Standards borne by subjects were, in early times, according to the Tudor MS. to be "slitt at the end," but they appear to have been also borne square. This is the form in an old standard of Richard, Earl of Warwick—circa 1437—bearing his badge of the bear and ragged staff (Fig. 20). Shakespeare[29] alludes to this device when he puts into the mouth of Warwick the words—
"Now by my father's badge, old Neville's crest,
The rampant bear chained to the ragged staff."
Fig. 20.—Standard of the Earl of Warwick, A.D. 1437.
But Shakespeare was out in his heraldry here, first in confounding the badge with a crest, and secondly in calling it Neville's, for the bear and the ragged staff had been the badge not of the Nevilles but of the Beauchamps, who preceded Warwick in the earldom.[30] This old Earl of Warwick had a similar device on the flag which he flew in his ship. It was a long flag, having the cross of St. George on the upper part—then the bear and ragged staff, and the remainder covered with ragged staffs. It is interesting to note that the account for this and other flags made for the earl in 1437, is preserved. The one just referred to is described as "a great Stremour for the ship of xi yerdis length and viij yerdis in brede," and the price for making it was "jli vis viiid."[31]
[ [29] King Henry VI. part ii. act v. sc. 1.
[ [30] Seton's Scottish Heraldry, p. 252.

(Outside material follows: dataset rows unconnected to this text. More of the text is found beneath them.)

PR #194, opened 2016-11-04
Don't need status on rmi operation.

david-mcmahon:
cc @ixdy @mikedanese @jbeda


david-mcmahon:
Not really much to this one.  Merging.

PR #195, opened 2016-11-04
Upload artifacts with public_read ACL to start with.

rmmh:
This fixes kubernetes/test-infra#990 where a recursive acl change
immediately after an upload might miss objects, since GCS bucket listing
is eventually consistent.

### DIFF
--- a/lib/releaselib.sh
+++ b/lib/releaselib.sh
@@ -412,14 +412,12 @@ release::gcs::stage_and_hash() {
 # @param version - The version
 # @param build_output - build output directory
 # @param bucket - GS bucket
-# @optparam bucket_mirror - (optional) mirror GS bucket
 # @return 1 on failure
 release::gcs::copy_release_artifacts() {
   local build_type=$1
   local version=$2
   local build_output=$3
   local bucket=$4
-  local bucket_mirror=$5
   local platform
   local platforms
   local release_stage=$build_output/release-stage
@@ -428,7 +426,6 @@ release::gcs::copy_release_artifacts() {
   local src
   local dst
   local gcs_destination=gs://$bucket/$build_type/$version
-  local gcs_mirror=gs://$bucket_mirror/$build_type/$version
   local gce_path=$release_stage/full/kubernetes/cluster/gce
   local gci_path
 
@@ -490,13 +487,6 @@ release::gcs::copy_release_artifacts() {
 
   logecho -n "- Listing final contents to log file: "
   logrun -s $GSUTIL ls -lhr "$gcs_destination" || return 1
-
-  # Push to mirror if set
-  if [[ -n "$bucket_mirror" && "$bucket" != "$bucket_mirror" ]]; then
-    logecho -n "- Mirroring build to $gcs_mirror: "
-    logrun -s $GSUTIL -q -m rsync -a public_read -d -r "$gcs_destination" "$gcs_mirror" \
-     || return 1
-  fi
 }
 
 
@@ -508,24 +498,18 @@ release::gcs::copy_release_artifacts() {
 # @param version - The version
 # @param build_output - build output directory
 # @param bucket - GS bucket
-# @optparam bucket_mirror - GS mirror bucket
 # @return 1 on failure
 release::gcs::publish_version () {
   local build_type=$1
   local version=$2
   local build_output=$3
   local bucket=$4
-  local bucket_mirror=$5
   local release_dir="gs://$bucket/$build_type/$version"
   local version_major
   local version_minor
   local publish_file
   local -a publish_files
-  local -a publish_buckets=($bucket)
   local type="latest"
-
-  # Ensure no duplicate
-  [[ "$bucket" != "$bucket_mirror" ]] && publish_buckets+=($bucket_mirror)
 
   # For release/ targets, type could be 'stable'
   if [[ "$build_type" == release ]]; then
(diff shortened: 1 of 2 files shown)


lib/releaselib.sh
```diff
@@ -480,23 +480,20 @@ release::gcs::copy_release_artifacts() {
 
   # Copy the main set from staging to destination
   logecho -n "- Copying release artifacts to $gcs_destination: "
```
david-mcmahon: Let's pull in some of the lost messaging
"Copying **public** release artifacts..."

lib/releaselib.sh
```diff
@@ -480,23 +480,20 @@ release::gcs::copy_release_artifacts() {
...
+  sleep 5
 
   logecho -n "- Listing final contents to log file: "
   logrun -s $GSUTIL ls -lhr "$gcs_destination" || return 1
 
   # Push to mirror if set
   if [[ -n "$bucket_mirror" && "$bucket" != "$bucket_mirror" ]]; then
     logecho -n "- Mirroring build to $gcs_mirror: "
-    logrun -s $GSUTIL -q -m rsync -d -r "$gcs_destination" "$gcs_mirror" \
+    logrun -s $GSUTIL -q -m rsync -a public_read -d -r "$gcs_destination" "$gcs_mirror" \
```
david-mcmahon: Same here.  Let's pull in some of the lost messaging
"Mirroring **public** build..."

lib/releaselib.sh
```diff
@@ -480,23 +480,20 @@ release::gcs::copy_release_artifacts() {
...
   logecho -n "- Copying release artifacts to $gcs_destination: "
-  logrun -s $GSUTIL -qm cp -r $gcs_stage/* $gcs_destination/ || return 1
+  logrun -s $GSUTIL -qm cp -a public_read -r $gcs_stage/* $gcs_destination/ || return 1
 
-  logecho -n "- Marking all uploaded objects public: "
-  logrun -s $LOGRUN_MOCK $GSUTIL -q -m acl ch -R -g all:R \
-                                 "$gcs_destination" || return 1
+  # This small sleep gives the eventually consistent GCS bucket listing a chance
+  # to stabilize.
+  sleep 5
```
david-mcmahon: Eww.  There are no consistency checks available in gsutil?  I know the answer is probably no. :)

ixdy: maybe `gsutil ls` the gcs destination and make sure the number of artifacts matches the number uploaded?

rmmh: I'm not SUPER worried about this, since it's just going into the log file.

rmmh: That's pretty gross. Would it would be better to re-upload to the gcs_mirror instead of trying to copy between gcs_destination and gcs_mirror?

ixdy: I'm not even sure anything is still using the --bucket-mirror codepath.

david-mcmahon: Great!  Let's delete code instead!

rmmh: Neat, I didn't find any mentions of "Mirroring build" in PR or CI jobs.

Should I leave the sleep in, accept that the "listing final contents" step might be flaky, or remove it?

ixdy: maybe do `gsutil cp -L upload.log ... && cat upload.log`?

rmmh: That's pretty different from what `gsutil ls -lhr` outputs. I'll just leave the sleep in with a note that it's just an attempt.

david-mcmahon:
Thanks for plumbing through all of this.  More red (deleted) than green (added).  Woot!
Still reviewing...

push-build.sh
```diff
@@ -139,7 +133,7 @@ if ! common::set_cloud_binaries; then
   common::exit 1
 fi
 
-for bucket in $RELEASE_BUCKET $RELEASE_BUCKET_MIRROR; do
+for bucket in $RELEASE_BUCKET; do
```
ixdy: just kill the loop?

david-mcmahon: Yeah that was really my only one too.

rmmh:
Removed the last unnecessary for-loop.

lib/releaselib.sh
```diff
@@ -479,25 +476,17 @@ release::gcs::copy_release_artifacts() {
   done
 
   # Copy the main set from staging to destination
-  logecho -n "- Copying release artifacts to $gcs_destination: "
-  logrun -s $GSUTIL -qm cp -r $gcs_stage/* $gcs_destination/ || return 1
+  logecho -n "- Copying public release artifacts to $gcs_destination: "
+  logrun -s $GSUTIL -qm cp -a public_read -r $gcs_stage/* $gcs_destination/ || return 1
```
yujuhong: s/public_read/public-read

zmerlynn:
This PR broke the background release copying because it explicitly set an ACL, which avoided the `defacl` on the release bucket.

lib/releaselib.sh
```diff
@@ -479,25 +476,17 @@ release::gcs::copy_release_artifacts() {
...
 
-  logecho -n "- Marking all uploaded objects public: "
-  logrun -s $LOGRUN_MOCK $GSUTIL -q -m acl ch -R -g all:R \
-                                 "$gcs_destination" || return 1
+  # This small sleep gives the eventually consistent GCS bucket listing a chance
+  # to stabilize before the diagnostic listing. There's no way to directly
+  # query for consistency, but it's OK if something is dropped from the
+  # debugging output.
+  sleep 5
```
zmerlynn: I think we should just revert this PR, then change this not to bother with the `all:R` change. This should be relying on the `defacl` on the bucket and nothing else.

rmmh: That sounds like a better solution-- I didn't know about defacl.

zmerlynn: I'm sorry I didn't think about it when this PR went by. :/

[ [31] Antiquities of Warwickshire.
In the Advocates' Library there is preserved an interesting flag, which is said to have been the standard borne by the Earl Marshall at the battle of Flodden (Fig. 21). It is thus described in the paper which accompanies it: "The standard of the Earl Marshall of Scotland, carried at the battle of Flodden, 1513, by black John Skirving of Plewland Hill, his standard-bearer. Skirving was taken prisoner, having previously, however, concealed the banner about his person. The relic was handed down in the Skirving family, and presented to the Faculty of Advocates by William Skirving of Edinburgh, in the beginning of the present century. The arms and motto are those of the Keith family."